PR #166, opened 2024-04-02
feat: support endpoint URL in AWS storage

imnotjames:
this allows for using other s3 compatible servers with the AWS config

### Legal Boilerplate


imnotjames:
Testing with this against garage.

imnotjames:
Well, this doesn't matter anyway - this code is never used in the API.  The API will only ever use minio.

PR #167, opened 2024-04-02
feat: support minio region passing to client

imnotjames:
this allows us to specify the region correctly so various scopes and other aspects don't default to us-east-1 internally

### Legal Boilerplate

### DIFF
--- a/shared/storage/minio.py
+++ b/shared/storage/minio.py
@@ -37,6 +37,7 @@ class MinioStorageService(BaseStorageService):
             self.minio_config["verify_ssl"],
             self.minio_config.get("iam_auth", False),
             self.minio_config["iam_endpoint"],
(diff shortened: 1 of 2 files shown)


imnotjames:
Oh, region should be a get as it's optional.  I'll update that.

imnotjames:
FIxed tests - they weren't expecting region & I was missing a test to validate that region was getting passed through as expected.

imnotjames:
🥲 okay.  Thought I fixed tests.  This is what I get for relying on CI to validate my tests.  I'll get another commit up soon for that.

trent-codecov (approved):
This looks good to me. Adds the ability to configure this while preserving existing defaults.

Thanks for the contribution!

------------------------------------------------------------

Nothing but the lines from the one containing "Oh, region should" through the last line of the material should be returned, each exactly as written, both ends included.

Oh, region should be a get as it's optional.  I'll update that.

imnotjames:
FIxed tests - they weren't expecting region & I was missing a test to validate that region was getting passed through as expected.

imnotjames:
🥲 okay.  Thought I fixed tests.  This is what I get for relying on CI to validate my tests.  I'll get another commit up soon for that.

trent-codecov (approved):
This looks good to me. Adds the ability to configure this while preserving existing defaults.

Thanks for the contribution!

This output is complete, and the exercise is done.